Is the cost used here to weight the 5 classes in different ways?
I'm asking since cecoc produces many binary problems by somehow splitting the classes.
How is the cost used here?
THANKS

Accepted Answer

Shashank Gupta
Shashank Gupta on 29 Aug 2019
I am not sure what LabelsRed variable is in your code but let’s just assume you have defined misclassification cost matrix correctly.
MATLAB function “fitcecoc” trains or cross-validate an SVM only, Since SVM are binary learner models only and therefore this function treats multiple classes as a combined binary SVM model. By default, it uses a one-versus-one coding design, you can understand the model design by accessing the “mdlsvmCecoc” object, you can also look at each of the binary learner by accessing “BinaryLearner” property of the object.
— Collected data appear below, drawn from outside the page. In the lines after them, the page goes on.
PR #110, opened 2020-02-08
Set the default php version to use

maniackcrudelis:
## Problem
- *php7.0 is the default version only for stretch. Buster use 7.3 and bullseye will probably use another one*

## Solution
- *Set the version of php used by the app, so it can be easily modified without having to change each apps.*
- ~*Move nginx after php during the upgrade, so the nginx config will be set according to php in case of migration to an upper version.*~

**This PR should wait for https://github.com/YunoHost/yunohost/pull/880 before being merged.**

## PR Status
- [ ] Code finished.

### DIFF
--- a/scripts/_common.sh
+++ b/scripts/_common.sh
@@ -5,7 +5,7 @@
 #=================================================
 
 # dependencies used by the app
-pkg_dependencies="deb1 deb2"
+pkg_dependencies="deb1 deb2 php$YNH_DEFAULT_PHP_VERSION-deb1 php$YNH_DEFAULT_PHP_VERSION-deb2"
 
 #=================================================
 # PERSONAL HELPERS
--- a/scripts/backup
+++ b/scripts/backup
@@ -31,6 +31,7 @@ app=$YNH_APP_INSTANCE_NAME
 final_path=$(ynh_app_setting_get --app=$app --key=final_path)
 domain=$(ynh_app_setting_get --app=$app --key=domain)
 db_name=$(ynh_app_setting_get --app=$app --key=db_name)
+phpversion=$(ynh_app_setting_get --app=$app --key=phpversion)
 
 #=================================================
 # STANDARD BACKUP STEPS
@@ -60,7 +61,7 @@ ynh_backup --src_path="/etc/nginx/conf.d/$domain.d/$app.conf"
 #=================================================
 ynh_script_progression --message="Backing up php-fpm configuration..." --time --weight=1
 
-ynh_backup --src_path="/etc/php/7.0/fpm/pool.d/$app.conf"
+ynh_backup --src_path="/etc/php/$phpversion/fpm/pool.d/$app.conf"
 
 #=================================================
 # BACKUP THE MYSQL DATABASE
--- a/scripts/install
+++ b/scripts/install
@@ -75,6 +75,8 @@ ynh_app_setting_set --app=$app --key=admin --value=$admin
 ynh_app_setting_set --app=$app --key=is_public --value=$is_public
 ynh_app_setting_set --app=$app --key=language --value=$language
 
+ynh_app_setting_set --app=$app --key=phpversion --value=$YNH_DEFAULT_PHP_VERSION
+
 #=================================================
 # STANDARD MODIFICATIONS
 #=================================================
@@ -153,7 +155,7 @@ ynh_script_progression --message="Configuring nginx web server..." --time --weig
 ### `ynh_add_nginx_config` will use the file conf/nginx.conf
 
 # Create a dedicated nginx config
-ynh_add_nginx_config
+ynh_add_nginx_config php_version
 
 #=================================================
 # CREATE DEDICATED USER
--- a/scripts/install
+++ b/scripts/install
@@ -75,8 +75,6 @@ ynh_app_setting_set --app=$app --key=admin --value=$admin
 ynh_app_setting_set --app=$app --key=is_public --value=$is_public
 ynh_app_setting_set --app=$app --key=language --value=$language
 
-ynh_app_setting_set --app=$app --key=phpversion --value=$YNH_DEFAULT_PHP_VERSION
-
 #=================================================
 # STANDARD MODIFICATIONS
 #=================================================
@@ -155,7 +153,7 @@ ynh_script_progression --message="Configuring nginx web server..." --time --weig
 ### `ynh_add_nginx_config` will use the file conf/nginx.conf
 
 # Create a dedicated nginx config
-ynh_add_nginx_config php_version
+ynh_add_nginx_config
 
 #=================================================
 # CREATE DEDICATED USER
--- a/conf/nginx.conf
+++ b/conf/nginx.conf
@@ -18,7 +18,7 @@ location __PATH__/ {
   try_files $uri $uri/ index.php;
   location ~ [^/]\.php(/|$) {
     fastcgi_split_path_info ^(.+?\.php)(/.*)$;
-    fastcgi_pass unix:/var/run/php/php7.0-fpm-__NAME__.sock;
+    fastcgi_pass unix:/var/run/php/php__PHPVERSION__-fpm-__NAME__.sock;
 
     fastcgi_index index.php;
     include fastcgi_params;
--- a/conf/php-fpm.conf
+++ b/conf/php-fpm.conf
@@ -33,7 +33,7 @@ group = __USER__
 ;                            (IPv6 and IPv4-mapped) on a specific port;
 ;   '/path/to/unix/socket' - to listen on a unix socket.
 ; Note: This value is mandatory.
-listen = /var/run/php/php7.0-fpm-__NAMETOCHANGE__.sock
+listen = /var/run/php/php__PHPVERSION__-fpm-__NAMETOCHANGE__.sock
 
 ; Set listen(2) backlog.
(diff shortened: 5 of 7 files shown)


maniackcrudelis:
Still an issue in that code, in case of a migration... $phpversion won't be updated before passed to the nginx helper...
Which lead to another question, should we set $phpversion as $PHPVERSION ?

scripts/install
```diff
@@ -153,7 +155,7 @@ ynh_script_progression --message="Configuring nginx web server..." --time --weig
 ### `ynh_add_nginx_config` will use the file conf/nginx.conf
 
 # Create a dedicated nginx config
-ynh_add_nginx_config
+ynh_add_nginx_config php_version
```
kay0u: The variable `$php_version` is not defined here, we should have somewhere above

```
php_version=$YNH_DEFAULT_PHP_VERSION
```

https://github.com/YunoHost/yunohost/blob/62a98eb0733bbc4e396a071cf07d6a38fc2cd1a3/data/helpers.d/nginx#L52

scripts/install
```diff
@@ -75,6 +75,8 @@ ynh_app_setting_set --app=$app --key=admin --value=$admin
 ynh_app_setting_set --app=$app --key=is_public --value=$is_public
 ynh_app_setting_set --app=$app --key=language --value=$language
 
+ynh_app_setting_set --app=$app --key=phpversion --value=$YNH_DEFAULT_PHP_VERSION
```
kay0u: For now `$YNH_DEFAULT_PHP_VERSION` is not defined right?

I can add it if needed

kay0u:
> Still an issue in that code, in case of a migration... $phpversion won't be updated before passed to the nginx helper...
> Which lead to another question, should we set $phpversion as $PHPVERSION ?

I'm sorry I don't get the problem O.o

scripts/install
kay0u: I didn't see this work:

https://github.com/YunoHost/yunohost/blob/4996c49cf641095aa986dc6ee63daf4645a63618/data/helpers.d/php#L3-L8

We can do it there I suppose, but IMO it would be easier if all the env var came from the same place (the core).

scripts/install
maniackcrudelis: Indeed, the variable is added to the config, but not properly initialized...
Same as the question I asked before, shouldn't we run the php helper before and set the variable as global by the way ?

scripts/install
maniackcrudelis: The idea indeed is to set it from the php helper.
But so far, no it isn't defined, which wouldn't work with the current code.
However, this [PR](https://github.com/YunoHost/yunohost/pull/879), could as well be merged into stretch.

Not sure what you mean about the variable into the core.

maniackcrudelis:
That's related to https://github.com/YunoHost/yunohost/pull/879, that the php helper that will change the version of php to use. So if we run the nginx helper before, it will use the previous version of php, and then the php helper will set another one, ending with nginx not able to find the socket.

scripts/install
kay0u: I mean, at the same place as `YNH_APP_ID` `YNH_APP_INSTANCE_NAME`...

maniackcrudelis: As you prefer, anyway, we're not going to change it often. Feel free to modify the PR accordingly.

kay0u:
Doesn't this problem only appear if we reload the nignx service before running php helper?

maniackcrudelis:
Except that nginx should use $YNH_DEFAULT_PHP_VERSION unless php do the same. That's why we have to know which version php use before set the version for nginx.

kay0u:
IMO, we should use `$YNH_DEFAULT_PHP_VERSION` if no other version is specified in both case. `$YNH_DEFAULT_PHP_VERSION` is defined at the beginning of the script (or is an env var).

kay0u:
Hmm, perhaps we could create a var `php_used_by_fpm` when we run PHP helper, and use it inside nginx helper? (I think it's what you've been trying to say all along, but I have a slow brain ~sometimes~)

maniackcrudelis:
I agree with you (I fixed my previous post by the way !)
We should use $YNH_DEFAULT_PHP_VERSION is no specific version is specified. But here my concern is, first that in case of migration, the default version may be changed by the php helper, and second that the app may not use the default version.
It appears to me that it's better to say once the version the app will use. And so, the php helper should defined that. Otherwise, that would mean to set it for all apps.

So my idea is either we have a simple app that use the default version. The version is defined by $YNH_DEFAULT_PHP_VERSION.
But a migration to a new version will modify this default version.
Or we have an app that use a specific version of php. In that case, the version will be set using the variable $phpversion and pass to the php helper.
But the app should do the same for nginx.

Here the issue I see.
In the first case, we use $YNH_DEFAULT_PHP_VERSION  but $phpversion has never been set since it isn't used. Only the php helper will do it, but as a local variable only.
So here, the nginx helper should set either $phpversion or $YNH_DEFAULT_PHP_VERSION as default.

In the second case, $phpversion is set and will be passed to the php helper.
And as well to the nginx helper.

[...]
Writing all of this I realize that it doesn't really matters...
On one hand, we do not set any specific version, so we use $YNH_DEFAULT_PHP_VERSION, on the other, we set a specific version, which will be used by php and can be used as well for nginx. We should just add a line into the nginx helper to take care of this field like any other.
The only thing is to put the nginx part after the php part into the upgrade script to handle properly the case of migration. That's all...

maniackcrudelis:
My brain seems to be slow as well today...
If we use $YNH_DEFAULT_PHP_VERSION, it doesn't matter which one of nginx or php run first... Both will use that value, and so... why use $phpversion... ?

You know what, I'm going to have a break, do my workout and be back with maybe my brain clearer.

maniackcrudelis:
So...

Let's have things clear:
- We do need phpversion into the config of each app, whether it's the default version or not.
It will be used for remove, restore and backup scripts that have to know which version is used, even if not the **current** default version.
- At the same time, we do not need to set it during the install script, the php helper should do it for us. (But it doesn't for now...)
- In case of a default version, the nginx script should still know which version it is. I think set a env variable into the php helper is a good idea.
It could even be better to set it at the beginning of the php file, so it will be available at any time into the install and upgrade scripts (especially for nginx)
- In case of a non default version, the packager could just modify the env variable.
[...] Except that we load the _common.sh **before** the official helpers... Shit...

kay0u:
> In case of a non default version, the packager could just modify the env variable.
[...] Except that we load the _common.sh before the official helpers... Shit...

Can we imagine to modify the env variable here?

https://github.com/YunoHost/example_ynh/blob/15bf6f665e108a6086122158ae7d042660b66626/scripts/install#L44

The other solution is to define the env var in python, and modify it in _common.sh if needed. Does it solve all our problems ?

maniackcrudelis:
To define it into the core could as well be a solution indeed.
Or I thought about that solution

Into the php helper script:
```
YNH_PHP_VERSION=${YNH_PHP_VERSION:-$YNH_DEFAULT_PHP_VERSION}
```
Into the _common.sh of an app that need to specify an other version of php:
```
YNH_PHP_VERSION=7.4
```
That way, $YNH_PHP_VERSION will be set whether by the app, or by the helper. One way or the other, the variable will be available for the entire script from the beginning.

kay0u:
This solution looks good to me! That way we don't have to source _common.sh after official helpers, php and nginx helpers are both happy and we don't have to modify all our apps!

maniackcrudelis:
Considering the upgrade of this PR, I realized that we have to set YNH_DEFAULT_PHP_VERSION as an env variable from the core directly, because we use the variable into https://github.com/YunoHost/example_ynh/pull/110/files#diff-dc2801cb46a5d60e62234cff98084498R8, which will be defined before the source of the official helpers.
I'll update my other PR

maniackcrudelis:
I updated this PR, so now
The nginx and php-fpm configs will use the default php version.
Only the backup and restore scripts will use the version that has been used by the app.

A packager willing to use a custom version of php will set `YNH_PHP_VERSION=7.4` into his `_common.sh` and use `$YNH_PHP_VERSION` instead of `$YNH_DEFAULT_PHP_VERSION` into the scripts.
I'll make the PR to support this on the helper side.

scripts/backup
```diff
@@ -31,6 +31,7 @@ app=$YNH_APP_INSTANCE_NAME
 final_path=$(ynh_app_setting_get --app=$app --key=final_path)
 domain=$(ynh_app_setting_get --app=$app --key=domain)
 db_name=$(ynh_app_setting_get --app=$app --key=db_name)
+phpversion=$(ynh_app_setting_get --app=$app --key=phpversion)
```
kay0u: Uuh, where is set this value?

scripts/_common.sh
```diff
@@ -5,7 +5,7 @@
 #=================================================
 
 # dependencies used by the app
-pkg_dependencies="deb1 deb2"
+pkg_dependencies="deb1 deb2 php$YNH_DEFAULT_PHP_VERSION-deb1 php$YNH_DEFAULT_PHP_VERSION-deb2"
```
kay0u: `$YNH_DEFAULT_PHP_VERSION` or `$YNH_PHP_VERSION` ?

maniackcrudelis: Unless the packager set `$YNH_PHP_VERSION` to use a specific version, the variable is not yet set. It will be only when the official php helper is sourced.
So `$YNH_DEFAULT_PHP_VERSION` in most cases.

PR #114, opened 2020-04-28
fix typos...

ericgaspar:


maniackcrudelis:
Well no.
A quote is a quote. And a simple regular one ' is far better.

ericgaspar:
The devil is in the detail. [an explanation here](https://www.brunobernard.com/des-textes-plus-elegants-avec-les-apostrophes-typographiques/).

 And a simple regular one ' may be better for code but not for regular text.

maniackcrudelis:
This is a piece of code, we're on GitHub.
And the simple regular quote is the quote everyone got with his keyboard.

Considering the 2 first paragraph and the conclusion (to know how to do differently is of no use for me), the answer to the "question"
> J’espère néanmoins vous avoir convaincu

is, absolutely not.
To be honest, that kind of thing is for me just useless things to consider when you really have nothing else to do.

A quote is a quote. Everyone read and understand that as a quote. Human and machine.

ericgaspar:
I don't agree, mais bon...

So probably that’s the reason of getting binary problems.
I hope it helps!
  3 Comments
Shashank Gupta
Shashank Gupta on 30 Aug 2019
Hi Elena,
I kind of understand what you are trying to say, sorry if I misinterpreted you question earlier.
Let’s say the “ecoc” first solving a binary problem between 1st and 3rd class, then SVM optimizer choose the corresponding submatrix defined in cost matrix (which is cost([1,3],[1,3]) in our case), like this for every binary problem, “ecoc” can always find a corresponding cost submatrix to optimize with.
I hope this make more sense.
Elena Casiraghi
Elena Casiraghi on 30 Aug 2019
Thanks! I didn't Think it was like that because I know ecoc can mix classes when building the binary classifiers. But anyway, this solves the problem!!!